**Records excerpted from a collection:**
PR #6906, opened 2022-11-28
Enhance test_tor_ecn

ZhaohuiS:

### Description of PR

Summary:
Fixes # (issue)

### Type of change

- [x] Bug fix

### Back port request
- [ ] 201911
- [ ] 202012
- [ ] 202205

`test_tor_ecn` failed because PCBB is enabled by default and outer dscp is different with inner dscp for lossy ones.

#### How did you do it?
1. Check if PCBB enabled, check `dscp_to_tc_map, tc_to_queue_map, tc_to_dscp_map` these tables to get expected dscp id, queue id. Replace the hardcode.
2. Send 100 packets instead of 10 and have 0.1 tolerance in case of noise packets.
3. Add packet_count parameter for tunnel_traffic_monitor, in test_tor_ecn we send 100 packets, but other scripts, it sends only 10. 10 was hardcoded in tunnel_traffic_monitor before.
4. Test dscp 3,4,2,6 one by one, not randomly choose one.
5. Only run this case on dualtor.

Run `dualtor/test_tor_ecn.py`

### DIFF
--- a/tests/dualtor/test_tor_ecn.py
+++ b/tests/dualtor/test_tor_ecn.py
@@ -34,6 +34,9 @@ pytestmark = [
     pytest.mark.topology("t0")
 ]
 
+# The packet number for test
+PACKET_NUM = 100
+
 @contextlib.contextmanager
 def stop_garp(ptfhost):
     """Temporarily stop garp service."""
@@ -92,9 +95,10 @@ def build_encapsulated_ip_packet(
                         if is_ipv4_address(addr.split("/")[0])][0]
     tor_ipv4_address = tor_ipv4_address.split("/")[0]
 
-    inner_dscp = random.choice(range(0, 33))
+    inner_dscp = random.choice([3, 4, 2, 6]) #lossy queue is 3 or 4 or 2 or 6.
     inner_ttl = random.choice(range(3, 65))
     inner_ecn = random.choice(range(0,3))
+    logging.info("Inner DSCP: {0:06b}, Inner ECN: {1:02b}".format(inner_dscp, inner_ecn))
 
     inner_packet = testutils.simple_ip_packet(
         ip_src="1.1.1.1",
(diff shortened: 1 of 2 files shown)


tests/dualtor/test_tor_ecn.py
```diff
@@ -92,9 +95,10 @@ def build_encapsulated_ip_packet(
                         if is_ipv4_address(addr.split("/")[0])][0]
     tor_ipv4_address = tor_ipv4_address.split("/")[0]
 
-    inner_dscp = random.choice(range(0, 33))
+    inner_dscp = random.choice([3, 4, 2, 6]) #lossy queue is 3 or 4 or 2 or 6.
```
bingwang-ms, line 98: The comment should be #lossless queue is 3 or 4 or 2 or 6.
More over, the lossless queues are 2,3 4,6 only if PCBB is enable. Otherwise, we still have 2 lossless queues (3 and 4). So we need a check here

tests/dualtor/test_tor_ecn.py
```diff
@@ -140,9 +144,10 @@ def build_non_encapsulated_ip_packet(
                         if is_ipv4_address(addr.split("/")[0])][0]
     tor_ipv4_address = tor_ipv4_address.split("/")[0]
 
-    dscp = random.choice(range(0, 33))
+    dscp = random.choice([3, 4, 2, 6]) #lossy queue is 3 or 4 or 2 or 6.
```
bingwang-ms, line 147: Same as above.

tests/dualtor/test_tor_ecn.py
```diff
@@ -187,13 +192,14 @@ def build_expected_packet_to_server(
 
     return exp_pkt
 
-def get_queue_id_of_received_packet(
+def check_received_packet_on_expected_queue(
```
bingwang-ms, line 195: Can we call `queue_stats_check` in this function?

bingwang-ms:
Also, as we discussed, please consider looping through all lossless DSCP values instead of ramdon choice.

bingwang-ms (approved):

tests/dualtor/test_tor_ecn.py
ZhaohuiS: Even PCBB is disable, it will check Azure table, will go to correct queue, test case will not fail.
And also test 3,4,2,6 one by one, not randomly choose one.

ZhaohuiS:
> Also, as we discussed, please consider looping through all lossless DSCP values instead of ramdon choice.

Done.

bingwang-ms (approved):

PR #10639, opened 2023-11-06
Gracefully handle hosts unreachable for AnsibleHostBase of devutil

wangxin:
### Description of PR

Summary:
Fixes # (issue)

### Type of change

- [ ] Bug fix

### Back port request
- [ ] 201911
- [ ] 202012
- [ ] 202205
- [ ] 202305

The AnsibleHostBase class of devutil is not able to distinguish host unreachable scenario and run ansible module failed scenario.

#### How did you do it?
This change enhanced the AnsibleHostBase class to explicitly raise HostsUnreachable exception when any of the host is unreachable while running ansible module.

This change also added a "reachable" method to the AnsibleHostBase class. This method runs ansible "ping" method to check if SSH connection can be successfully established to the hosts. It returns the test results in a tuple. The first in tuple is a bool explicitly indicating if all the hosts are reachable or not. The second item is a dict of detailed ping test results.

### DIFF
--- a/ansible/devutil/devices/ansible_hosts.py
+++ b/ansible/devutil/devices/ansible_hosts.py
@@ -152,7 +152,7 @@ class BatchResultsCollector(CallbackBase):
 
         res = dict(hostname=hostname, reachable=False, failed=True)
         res.update(result._result)
-        self._results[hostname].append(res)
+        self._results[hostname].append(result._result)
 
     @property
     def results(self):
@@ -443,7 +443,7 @@ class AnsibleHostsBase(object):
             hosts_str = json.dumps(self.hostnames)
         elif isinstance(self, AnsibleHost):
             hosts_str = json.dumps(self.hostnames[0])
-            results = results[self.hostnames[0]]
+            results = results.get(self.hostnames[0], {})
         else:
             raise TypeError("Unsupported type of object: {}".format(type(self)))
 
@@ -457,7 +457,7 @@ class AnsibleHostsBase(object):
             module_names = ", ".join([module_item.get("module_name", "") for module_item in module_info])
             hint_str = "AnsibleModules::{}".format(json.dumps(module_names))
         else:
-            raise TypeError("Got module_info argument of type {}, expected dict or list of dicts, dict keys: "
+            raise TypeError("Got {}, expected tuple or list of tuples, tuple items: "
                             "module_name, module_args, module_kwargs, module_attrs".format(type(module_info)))
 
         if verbosity == 1:      # Log module only
@@ -483,9 +483,7 @@ class AnsibleHostsBase(object):
                 newline
             ))
 
-    def _check_results(
-            self, caller_info, module_info, results, module_ignore_unreachable, module_ignore_errors, verbosity
-        ):
+    def _check_results(self, caller_info, module_info, results, module_ignore_errors, verbosity):
         """Check ansible module results.
 
         Args:
@@ -493,15 +491,13 @@ class AnsibleHostsBase(object):
                 from inspect.stack().
             module_info (dict or list): Information of ansible modules to be executed. If only one module is executed,
                 module_info is a dict. If multiple modules are executed, module_info is a list of dicts.
-            results (dict): Results of ansible module or modules on single or multiple hosts.
-            module_ignore_unreachable (bool): Ignore unreachable hosts or not. If True, no error will be raised even
-                if some hosts are unreachable.
+            results (dict): Results of ansible modules.
             module_ignore_errors (bool): Ignore module errors or not. If True, no error will be raised even if module
                 execution failed.
             verbosity (int): Verbosity level. If verbosity is 0, details of failed modules will not be included in the
                 error message.
         """
-        if module_ignore_unreachable and module_ignore_errors:
+        if module_ignore_errors:
             return
 
         filename, line_number, function_name, lines, index = caller_info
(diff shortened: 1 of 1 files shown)


ansible/devutil/devices/ansible_hosts.py
```diff
@@ -541,14 +545,23 @@ def _check_results(self, caller_info, module_info, results, module_ignore_errors
...
                 failed = any([any([res["failed"] for res in module_results]) for module_results in results.values()])
         elif isinstance(self, AnsibleHost):
             if isinstance(module_info, dict):
+                unreachable = results["unreachable"]
                 failed = results["failed"]
             else:
+                unreachable = not any([res["reachable"] for res in results])
                 failed = any([res["failed"] for res in results])
+
+        if unreachable:
```
lerry-lee, line 563: Where defined this var, if the 'if' and 'elif' statement not reached, what does this var equal to? If is None, suggest to define it explicitly.

ansible/devutil/devices/ansible_hosts.py
```diff
@@ -917,8 +930,27 @@ def run_loaded_modules(self, module_ignore_errors=False, verbosity=2):
         self._log_results(caller_info, loaded_modules, results, verbosity)
         self._check_results(caller_info, loaded_modules, results, module_ignore_errors, verbosity)
 
+        if isinstance(self, AnsibleHost):
+            results = results[self.hostnames[0]]
```
lerry-lee, line 934: What does this line of code mean?

ansible/devutil/devices/ansible_hosts.py
```diff
@@ -541,14 +545,23 @@ def _check_results(self, caller_info, module_info, results, module_ignore_errors
...
             if isinstance(module_info, dict):
+                unreachable = results["unreachable"]
                 failed = results["failed"]
             else:
+                unreachable = not any([res["reachable"] for res in results])
                 failed = any([res["failed"] for res in results])
+
+        if unreachable:
+            raise HostsUnreachable(err_msg)
         if failed:
```
lerry-lee, line 565: This var as well.

ansible/devutil/devices/ansible_hosts.py
wangxin: Variables `unreachable` and `failed` are defined in `if...else...` caluses between line 542 and 563. But yes, it is a good idea to explicitly initialize them. Just pushed a new commit. This change also added another check of the current instance type.

ansible/devutil/devices/ansible_hosts.py
wangxin: Methods of the base class `AnsibleHostBase` may be called by instance of sub-classes `AnsibleHosts` or `AnsibleHost`. When instance of `AnsibleHosts` calls the `_run_ansible_module` method to run ansible module on multiple target hosts, the returned result should be a dict keyed by hostnames of target hosts. Values should be ansible module execution result on that target host.

When instance of `AnsibleHost` calls the `_run_ansible_module` method to run ansible module on single target host, it makes more sense to direct return the ansible module execution result. We do not want to bother getting ansible execution result from a dict through hostname of the target host. That's why we check the instance type here. If the instance is of type `AnsibleHost`, then we take the ansible execution result using current host name from the `results` dict and just return the result.

lerry-lee: Thanks for explain! And another question, why use hostnames[0] here?

ansible/devutil/devices/ansible_hosts.py
wangxin: Same as the `unreachable` variable.

ansible/devutil/devices/ansible_hosts.py
wangxin: `hostnames[0]` is for single host instance of AnsibleHost

lerry-lee (approved):

ansible/devutil/devices/ansible_hosts.py
```diff
@@ -502,16 +506,41 @@ def _check_results(self, caller_info, module_info, results, module_ignore_errors
...
+        failed = False
+        for _, module_results in results.items():
+            if isinstance(module_results, list):
+                for result in module_results:
+                    if "reachable" in result and not result["reachable"]:
+                        unreachable = True
+                    if "unreachable" in result and result["unreachable"]:
+                        unreachable = True
+                    if "failed" in result and result["failed"]:
+                        failed = True
```
lerry-lee, line 523: Same as line527-532. Extract a method such as `check_failure()->unreachable, failed:` may be better?

ansible/devutil/devices/ansible_hosts.py
```diff
@@ -502,16 +506,41 @@ def _check_results(self, caller_info, module_info, results, module_ignore_errors
...
+                    if unreachable and failed:
+                        break
+            elif isinstance(module_results, dict):
+                if "reachable" in module_results and not module_results["reachable"]:
+                    unreachable = True
+                if "unreachable" in module_results and module_results["unreachable"]:
+                    unreachable = True
+                if "failed" in module_results and module_results["failed"]:
+                    failed = True
```
lerry-lee, line 532: Same as line518-523. Extract a method such as `check_failure()->unreachable, failed:` may be better?

lerry-lee: But this code is too simple; writing it twice is also good.

lerry-lee (approved):

ansible/devutil/devices/ansible_hosts.py
wangxin: This code is to conditionally update variables `unreachable` and `failed` within the scope. Replace the duplication with a common method would be a little bit tricky. It may be better to keep the duplication to keep it simple.

lerry-lee: Yes, if did it might be like `unreachable, failed=check_failure()` to update outside scope var.

wangxin: `unreachable, failed=check_failure()` is not going to work. Function `check_failure()` always returns either True or False. Then variables `unreachable` and `failed` might be flipped between True and False. Each call of `check_failure()` could flip them to False. Then the logic is not the same as the original code. In the original code, we only flip the variables to True when some conditions are met. Otherwise, **no operation**.

lerry-lee: Oh, that makes sense. Thank you for the explanation!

**ACTION ITEM:**
One stretch of the lines above is wanted, from the line that contains "ping test results." through the line that contains "hosts_str = json.dumps(self.hostnames)". Output it exactly.

**EXERCISE RESPONSE:**
This change also added a "reachable" method to the AnsibleHostBase class. This method runs ansible "ping" method to check if SSH connection can be successfully established to the hosts. It returns the test results in a tuple. The first in tuple is a bool explicitly indicating if all the hosts are reachable or not. The second item is a dict of detailed ping test results.

### DIFF
--- a/ansible/devutil/devices/ansible_hosts.py
+++ b/ansible/devutil/devices/ansible_hosts.py
@@ -152,7 +152,7 @@ class BatchResultsCollector(CallbackBase):
 
         res = dict(hostname=hostname, reachable=False, failed=True)
         res.update(result._result)
-        self._results[hostname].append(res)
+        self._results[hostname].append(result._result)
 
     @property
     def results(self):
@@ -443,7 +443,7 @@ class AnsibleHostsBase(object):
             hosts_str = json.dumps(self.hostnames)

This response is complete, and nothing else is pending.